Wer aber wirklich unter diesen Streitigkeiten gelitten hat, waren Google und Motorola, indirekt auch Microsoft. Das sind die Unternehmen, die im Smartphone-Bereich noch nicht so vorne dran sind, dass die mit nennenswerten eigenen Patenten das Spiel mitspielen können. Google hat ja versucht, mit dem Kauf von Motorola einen eigenen Patentpool aufzubauen. Aber das wird nicht reichen, um gegen Apple bestehen zu können. Das sind also die unglücklichen Dritten, die dadurch erwischt wurden, dass die Gerichte in den USA viele wichtige Patente bestätigt haben, um die alle anderen Hersteller nicht herum kommen.

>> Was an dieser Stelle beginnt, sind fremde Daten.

PR #219, opened 2020-02-22
multigeiger cleanups

ThomasWaldmann:
lots of cleanups, guess best reviewed by looking at the individual commits.


rexfue:
I would leave speaker_ticks etc as variable. If we change to set them using the web server, we need them as variable.

ThomasWaldmann:
speaker_ticks as a variable is not needed as of now.

if we get a settings module or an extended webconf module in future, it can be easily re-added there (together with a `extern ...` declaration in the respective header file).

ThomasWaldmann:
merge?

rexfue:
Yeah

PR #221, opened 2020-02-22
use less globals

ThomasWaldmann:


ThomasWaldmann:
rebased onto current master, will merge this "as is" and do more work on globals after next release.

rexfue:
OK, looks good.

Diese Unternehmen sind durch die Patentstreitigkeiten aufgeschreckt worden. Die haben sicher einige Produkte in den Schubladen, die sie gerne auf den Markt bringen würden, es wegen der aufgeheizten Situation um die Patente aber nicht können.

Die Situation ist die, dass sich die zwei Großen der Branche bekriegen, sich aber nicht so richtig weh tun, weil sie viel zu tief in der Branche drin sind. Dabei zertrampeln sie aber die Zwerge, die am Rand stehen und machen denen den Markt kaputt.

Vielen Dank für das Interview

Michael Zoebisch ist Rechtsanwalt und Partner der Kanzlei rwzh Rechtsanwälte in München. Er beschäftigt sich vor allem mit den IT-relevanten Bereichen im Patent- und Markenrecht und berät international Unternehmen aus diesen Branchen. Michael Zoebisch ist Fachanwalt für gewerblichen Rechtsschutz und Fachanwalt für Informationstechnologierecht.